** PROBLEM STATEMENT **
From the records below, copy out each line that has the word "having".

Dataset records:
PR #28, opened 2016-08-07
Add command cli from exrm

imranismail:


bitwalker:
Is there any reason to add this with Distillery's support for custom commands? I'm not entirely opposed to adding it, but it does feel fairly redundant.

bitwalker:
@imranismail I'm still not sure if Distillery will be the best place to enforce any single way of handling migrations, so it's an open question as to what the best approach is there. I think I'll merge this for the time being and deprecate it later if we have a better solution, but since you're not likely to be the only person doing migrations this way, I don't want to cause unnecessary pain making the jump from exrm.

imranismail:
@bitwalker can't wait to see, what you are gonna come up with. It's still a bit of a pain right now as I have to write a module that is doing exactly what those mix tasks are doing.

rawsyntax:
@bitwalker I've noticed with `command` there are no hooks (as with `start` or `foreground`). Would it make sense to have hooks around the `command` command?

bitwalker:
@rawsyntax The `command` handler runs in it's own node, with all code loaded, but none of the applications started, so I don't know that it makes much sense to have hooks around it, particularly since it's meant to run custom code to begin with. Do you have a particular use case?

PR #31, opened 2016-08-09
Fix boot hooks config in docs

ImJoeWebb:
The keys are pre_start_hook and post_start_hook in Mix.Releases.Profile.


bitwalker:
Thanks!

PR #32, opened 2016-08-09
keep erl_pipes in release dir

manukall:
this was done in exrm in https://github.com/bitwalker/exrm/pull/109. i just stumbled over this when having multiple apps under different users on the same server. 

only the first app will be able to write to `/tmp/erl_pipes` and all others fail.


bitwalker:
Thanks! the boot script got completely reworked so unfortunately a few of these things got missed :(

Issue #21, opened 2016-08-02
Include Consolidated BEAM Files?


vishnevskiy:
We just did a release and noticed the consolidated files were not included in the archive despite being copied to the release. I couldn't find any code that actually handles this and patched it so we can re-release. I am just wonder if we are doing something wrong or is there an oversight?

https://github.com/hammerandchisel/distillery/commit/fc4b92ce1dc9a03eac85bf49340b97ddd043d130

bitwalker:
I could've sworn I did this, but sure enough, it's not there. Could you open a PR with your changes?

bitwalker:
Closing this since #33 was merged.

PR #33, opened 2016-08-10
Include Consolidated BEAM Files

vishnevskiy:
Adding PR based on #21


bitwalker:
We'll also need to add them to the code path, but I have some additional work going on there so I'll take care of it. Thanks!

PR #36, opened 2016-08-11
Fix plugins only specified in an environment

Gazler:
When specifying a plugin in an environment only (and not a release) the
plugin is prepended to the profile.plugins attribute. However since
this defaults to nil, the result is an improper list in the format:

    [SampleApp.TestPlugin | nil]

This commit fixes it so that the profile.plugins defaults to an empty
list, resulting in:

    [SampleApp.TestPlugin | []]

A test has been added which loads a sample plugin from the rel
directory and verifies that the list contains a list with the plugin.
This test will fail when the list is an improper list.

### DIFF
--- a/lib/mix/lib/releases/models/profile.ex
+++ b/lib/mix/lib/releases/models/profile.ex
@@ -15,7 +15,7 @@ defmodule Mix.Releases.Profile do
     include_src: nil, # boolean
     include_system_libs: nil, # boolean | "path/to/libs"
     strip_debug_info: nil, # boolean
-    plugins: nil, # list of module names
+    plugins: [], # list of module names
     overlay_vars: nil, # keyword list
     overlays: nil, # overlay list
     overrides: nil, # override list [app: app_path]
--- a/lib/mix/lib/releases/assembler.ex
+++ b/lib/mix/lib/releases/assembler.ex
@@ -62,6 +62,7 @@ defmodule Mix.Releases.Assembler do
     profile = Enum.reduce(env_profile, rel_profile, fn {k, v}, acc ->
       case v do
         nil -> acc
+        []  -> nil
         _   -> Map.put(acc, k, v)
       end
     end)
--- a/test/config_test.exs
+++ b/test/config_test.exs
@@ -38,4 +38,18 @@ defmodule ConfigTest do
                      default_release: :default, default_environment: :default} = config
     end
   end
+
+  describe "plugin config" do
+    test "read!" do
+      config = Mix.Project.in_project(:standard_app, @standard_app, fn _mixfile ->
+        Mix.Releases.Config.read!(Path.join([@standard_app, "rel", "config.exs"]))
+      end)
+      assert %Config{environments: %{
+                        dev: %Environment{profile: %Profile{plugins: []}},
+                        prod: %Environment{profile: %Profile{plugins: [SampleApp.ProdPlugin]}}},
+                     releases: %{
+                       standard_app: %Release{profile: %Profile{plugins: [SampleApp.ReleasePlugin]}}}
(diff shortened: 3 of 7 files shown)


lib/mix/lib/releases/models/profile.ex
```diff
@@ -15,7 +15,7 @@ defmodule Mix.Releases.Profile do
     include_src: nil, # boolean
     include_system_libs: nil, # boolean | "path/to/libs"
     strip_debug_info: nil, # boolean
-    plugins: nil, # list of module names
+    plugins: [], # list of module names
```
bitwalker: We need to handle this [here](https://github.com/bitwalker/distillery/blob/master/lib/mix/lib/releases/assembler.ex#L64), since changing this to `[]` means that whether you have plugins defined in the environment or not, it will always override whatever is defined in the release. We probably just need to add a case for `[]` and treat it like we do `nil` (e.g. ignore it).

bitwalker:
I think a test here should have a plugin in both the environment and the release, and then assert that both execute all of their callbacks by checking that the output of `mix release` contains the respective strings.

Gazler:
@bitwalker Good spot, that was an oversight there.

I have changed the logic a bit to merge lists when the value is a list. I am using List.wrap for safety if the value isn't a list in the release, but is in the environment, although this might not be necessary.

The integration test has been added to check the output, however there is no output from the `after_cleanup` hook, so I have left that out of the test.

bitwalker:
@Gazler looks good! I wonder if it's the right thing to do (merging plugins). It runs somewhat counter to the general behaviour of "environment always trumps release". I would much rather people build a list of shared plugins in their config, and append plugins which belong only in the environment. Something like this:

```elixir
common_plugins = [MyApp.PluginA, MyApp.Pluginb]

environment :dev do
  set plugins: [MyApp.PluginDev | common_plugins]
end

release :myapp do
  set plugins: common_plugins
end
```

This was one of the reasons why I wanted the config file to be an Elixir script, since it allows you to use the language to take care of boilerplate, amongst other things. Thoughts?

Gazler:
@bitwalker That makes sense.

It wasn't really clear to me that the environment plugins would replace the release plugins. It makes sense after your example. This makes me wonder, does the `plugin` macro really offer any benefit over calling `set plugins: `?

bitwalker:
The `set plugins: list` approach is best for the case I described above, and while the `plugin` macro accumulates the same list, it is really more sugar than anything else right now. It could be extended in the future to take options which can be passed to the plugin during execution though. Whether such a feature would ever be needed, since plugins already get all of the release configuration, I don't know, but it is at least one case that would be more difficult with just `set plugins: list`.

Gazler:
This has been updated so lists are now treated the same as nil.

lib/mix/lib/releases/models/profile.ex
bitwalker: Forgot to change this back to `nil` ;)

bitwalker:
Missed one change (`Profile` still has the default for `plugins` as `[]` instead of `nil`), if you want I can merge this manually and tag you as the author, just let me know :)

Gazler:
On my phone ATM. Wouldn't setting that to nil result in an improper list
again? I'll check when I get back to my PC.

Gazler:
@bitwalker I can confirm that changing the profile back to `nil` instead of `[]` will error on https://github.com/bitwalker/distillery/blob/048f0fd3085b5cb6c78b87b49b18d531b6ee9510/lib/mix/lib/releases/plugins/plugin.ex#L160 as there are no matches.

bitwalker:
Oh yes, you're right. Sorry!

PR #223, opened 2017-03-15
Added run_erl_env parameter to provide runtime configuration of run_erl

gamache:
This patch adds the `run_erl_env` configuration parameter, which
allows the user to apply environment variables to the `run_erl` process
that is responsible for starting and running a release.

Set it like this:

    set run_erl_env: "RUN_ERL_LOG_MAXSIZE=10000000 RUN_ERL_LOG_GENERATIONS=10"

This parameter can be overridden by setting the `RUN_ERL_ENV` parameter
at the command line when running `mix release`.

### Checklist


bitwalker:
Great work! Thanks for the PR!

PR #229, opened 2017-03-20
Pass $@ as a string to escript command in boot template

sivsushruth:
If we just pass $@ to escript, it results in splitting by space
As a result pass "$@" to pass on the exact command line args

**./app escript example.escript '{"id": 1}'** 

used to give 
```
['{"id":', '1}']
```

Now gives, 
```
['{"id": 1}'] 
```

### DIFF
--- a/priv/templates/boot.eex
+++ b/priv/templates/boot.eex
@@ -120,7 +120,7 @@ nodetool() {
     command="$1"; shift
     name=${PEERNAME:-$NAME}
     "$ERTS_DIR/bin/escript" "$ROOTDIR/bin/nodetool" "$NAME_TYPE" "$name" \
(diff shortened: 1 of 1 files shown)


sivsushruth:
@bitwalker this should be terribly easy to review. Let me know if I can help with something else as well. Thanks

bitwalker:
What do you get if you pass multiple arguments? It should break them up properly, but I would like to be sure.

sivsushruth:
It breaks them up properly. Should I add a test ?

bitwalker:
I merged this locally since the build failed (it looks like you rebased on top of a commit I made yesterday which broke the build). Thanks for the PR!

PR #233, opened 2017-03-27
Fixed cookie-generation line in example config

zachgarwood:
### Summary of changes

Apologies for the drive-by PR, but I was banging my head against my keyboard for about an hour trying to emulate the cookie-generation in this example config before I realized I just needed to encode the return value of `:crypto.hash\2` to make it work. Also, I piped the result to `String.to_atom\1` to extend the pipeline, instead of relying on string interpolation.

### Checklist

_(None of the following apply.)_

### DIFF
--- a/docs/Configuration.md
+++ b/docs/Configuration.md
@@ -24,7 +24,7 @@ end
 environment :prod do
   set include_erts: true
   set include_src: false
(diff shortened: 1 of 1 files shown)


bitwalker:
Thanks!

PR #249, opened 2017-04-12
Ensure plugins are executed in the order they are defined in config

Gazler:
Ensure plugins are executed in the order they are defined in config
Previously plugins were accumulated using `[new | plugins]` - this would
result in the following case:

    plugin MyPlugin1  # Executed second
    plugin MyPlugin2  # Executed first

It makes more sense to run these in the following order:

    plugin MyPlugin1  # Executed first
    plugin MyPlugin2  # Executed second

This is achieved using `plugins ++ [new]`

This could possibly be a breaking change for anyone relying on reverse
ordering.

### Checklist

### DIFF
--- a/lib/mix/lib/releases/config/config.ex
+++ b/lib/mix/lib/releases/config/config.ex
@@ -176,14 +176,14 @@ defmodule Mix.Releases.Config do
         current_env != nil ->
           env = get_in(config, [:environments, current_env])
           profile = env.profile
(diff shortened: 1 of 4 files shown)


Gazler:
@bitwalker Let me know if you want the docs commit too and I'll squash them down.

bitwalker:
Thanks for the quick PR!

PR #256, opened 2017-04-25
run pre_configure hook before command execution

0xAX:
### Summary of changes

This can be necessary for generation of configuration via conform, for
example for configuration of a database and running migration via

/bin/myapp command MyApp run_migration


bitwalker:
Thanks!

PR #257, opened 2017-04-25
Add templatable signal handler (wip)

rozap:
* set signal_handler key now exists
* added doc for it

Not sure about testing; I don't see tests for similar keys like the pre/post hooks. Suggestions?

### Summary of changes

### Checklist

### DIFF
--- a/priv/templates/boot_loader.eex
+++ b/priv/templates/boot_loader.eex
@@ -16,7 +16,7 @@ _cleanup() {
     trap - HUP INT TERM QUIT EXIT USR1 USR2
     echo ""
     echo "Shutting down.."
-    "$RELEASES_DIR/$REL_VSN/$REL_NAME.sh" rpc init stop
+    "$RELEASES_DIR/$REL_VSN/$REL_NAME.sh" <%= signal_handler %>
     wait $__pid
 }
 
--- a/docs/Configuration.md
+++ b/docs/Configuration.md
@@ -154,3 +154,6 @@ and environments.
         A path to a directory with hooks which will be executed prior to stopping a release
     - post_stop_hooks (path);
         A path to a directory with hooks which will be executed after stopping a release
+    - signal_handler (string)
+        A command which is executed when a HUP INT TERM QUIT EXIT USR1 or USR2 signal is sent
+        to the process. Defaults to `rpc init stop`.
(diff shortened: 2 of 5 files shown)


priv/templates/boot_loader.eex
```diff
@@ -16,7 +16,7 @@ _cleanup() {
     trap - HUP INT TERM QUIT EXIT USR1 USR2
     echo ""
     echo "Shutting down.."
-    "$RELEASES_DIR/$REL_VSN/$REL_NAME.sh" rpc init stop
+    "$RELEASES_DIR/$REL_VSN/$REL_NAME.sh" <%= signal_handler %>
     wait $__pid
```
bitwalker: There's definitely a potential that someone will send a command which doesn't shut down the node, and then end up blocking indefinitely because of the `wait`. We don't have a way to handle different signals in different ways here, and one would not be easy to add, unless we go the route of implementing our own version of the OTP 20 signal handler to tide things over. I'm somewhat leaning towards the latter, because realistically I would like to avoid having Distillery be making any of these decisions, and the migration path to the built-in signal handler will be less painful in the future.

Thoughts?

rozap: imo it's fine if the user of distillery wants to do something potentially stupid like block in a signal handler forever. If the process really needs to be killed, a sigkill can be sent.

We have an situation where we're running elixir in docker containers on mesos (sigh....) and mesos will impose a time window where the container can exit and if it doesn't exit in that window it's forcibly killed. So that's the context where the request for this functionality came from - there's a orchestrator that can kill the erlang vm if it decides it needs to (for better or for worse).

I completely understand if you think this feature will be more painful than useful due to folks using it incorrectly, in which case we can continue using our forked version until OTP 20 when all of this becomes irrelevant :100:

bitwalker: Well I guess what I'm suggesting is that Distillery itself implement a signal handler `gen_event` which can be started as part of the release and subscribed to in order to execute custom code after a given signal - we continue to trap signals, but instead we send those signal events to the signal handler (via RPC). It's a close approximation to how people will be able to use the new OTP 20 stuff, meaning migration when 20 drops will be pretty painless, and all that would be required on Distillery's end is either just removing that stuff after some period of time, or detecting the ERTS version and conditionally enabling/disabling it.

If it's not something you can take on right now, I totally understand, but I feel like it's the right solution for this versus this new setting (which would then need to be maintained and go through deprecation, etc.).

bitwalker:
Now that OTP 20 is released, and the boot script changes are in place to support OTP 20's new signal handling, I'm going to close this. Unfortunately it doesn't solve this problem for <OTP 20, but given the upgrade path to 20 is pretty painless, I don't think it's a good tradeoff in terms of maintenance burden to merge this as-is. Thanks for the efforts though! I hate to turn down PRs, hopefully it won't discourage you from further contributions!

PR #263, opened 2017-05-13
Extend Travid build matrix

samhamilton:
### Summary of changes

Extend the scope of which versions of Elixir and OTP are tested against. Thanks!

### Checklist


bitwalker:
Thanks!

PR #265, opened 2017-05-16
Use USE_ERL_SHELL environment variable to switch iex and erl

ishikawa:
### Summary of changes

I don't want to use `iex` in `bin/app.sh start` because iex's prompt "iex (app@127.0.0.1) 1>" is added at the beginning of each line of the log (I'm using AWS CodeDeploy and EC2). So in this PR,
opted out `iex` if `USE_ERL_SHELL` environment variable is set.

With this modification, I can start application without wired prompts.

```
$ USE_ERL_SHELL=1 ERL_OPTS="-noshell -noinput" bin/app start
```

- Should I write docs and tests? where?

### Checklist

### DIFF
--- a/priv/templates/boot.eex
+++ b/priv/templates/boot.eex
@@ -655,6 +655,13 @@ case "$1" in
         ;;
 
     console|console_clean|console_boot)
+        # By default, iex will be used to startup shell.
+        ENABLE_IEX_OPTS="-user Elixir.IEx.CLI -extra --no-halt +iex"
+
+        if [ ! -z "$USE_ERL_SHELL" ]; then
+            ENABLE_IEX_OPTS=""
+        fi
+
         # .boot file typically just $REL_NAME (ie, the app name)
         # however, for debugging, sometimes start_clean.boot is useful.
         # For e.g. 'setup', one may even want to name another boot script.
@@ -707,8 +714,7 @@ case "$1" in
             -config "$SYS_CONFIG_PATH" \
             -mode "$CODE_LOADING_MODE" \
             ${ERL_OPTS} \
-            -user Elixir.IEx.CLI \
-            -extra --no-halt +iex
+            ${ENABLE_IEX_OPTS}
 
         # Dump environment info for logging purposes
         if [ ! -z "$VERBOSE" ]; then


michalmuskala:
Given the system is perfectly capable of running iex and erl shells at the same time, maybe it would be better to pass this configuration when you start the shell with one of `console`, `remote_console` or `clean_console`?

I could imagine something like `bin/app remote_console --shell erl` with default being `bin/app remote_console --shell iex`

Additionally the iex prompt can be configured, e.g. `config :iex, alive_prompt: ">"` (all options are descrived in `IEx.configure/1`).

ishikawa:
@michalmuskala Thanks for your reply!

>I could imagine something like bin/app remote_console --shell erl with default being bin/app remote_console --shell iex

It looks good, but `remote_console` command already use `USE_ERL_SHELL` environment variable.

>Additionally the iex prompt can be configured, e.g. config :iex, alive_prompt: ">" (all options are described in IEx.configure/1).

At first I tried this option. But I couldn't get it. Even if I configured `config :iex, alive_prompt: ""`, it left **a white space** at the beginning of each line of the log.

michalmuskala:
Wait, the shell prompt is not listed in the logs normally - that's the first time I hear about something like this.

ishikawa:
>Wait, the shell prompt is not listed in the logs normally - that's the first time I hear about something like this.

Yeah, starting application from terminal, the shell prompt is listed in only **the first line** in the logs. But when I deploy application through AWS CodeDeploy and start server from CodeDeploy agent, the shell prompt is listed in every lines in the logs.

NOTE: The log files are `erlang.log.N` of run_erl.

bitwalker:
The use of the `console` task by `start` is because it allows us to use `attach` to attach to the running node's shell directly if necessary (for example, you are unable to connect remotely for some reason). Using any other task will not allow us to do that. Furthermore, you should not be relying on the `run_erl` logs as your primary log persistence layer - rather use a file backend for Logger, and ensure that the `:console` backend is removed in your release environment. The `run_erl` logs have rather confusing rotation semantics (in my opinion), and it is not designed for high-volume logs.

ishikawa:
@bitwalker Thanks for your comment. I'll try to use a file backend and close this PR 😄

Issue #267, opened 2017-05-17
Extending sys.config


walkr:
### Preamble 
I know the release artifact `sys.config`is being generated from `config/config.exs`.
In Erlang, the `sys.config` can contain references to other config files for the purpose of extending the former when the release is started.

** WRITTEN SOLUTION **
this was done in exrm in https://github.com/bitwalker/exrm/pull/109. i just stumbled over this when having multiple apps under different users on the same server. 
bitwalker: There's definitely a potential that someone will send a command which doesn't shut down the node, and then end up blocking indefinitely because of the `wait`. We don't have a way to handle different signals in different ways here, and one would not be easy to add, unless we go the route of implementing our own version of the OTP 20 signal handler to tide things over. I'm somewhat leaning towards the latter, because realistically I would like to avoid having Distillery be making any of these decisions, and the migration path to the built-in signal handler will be less painful in the future.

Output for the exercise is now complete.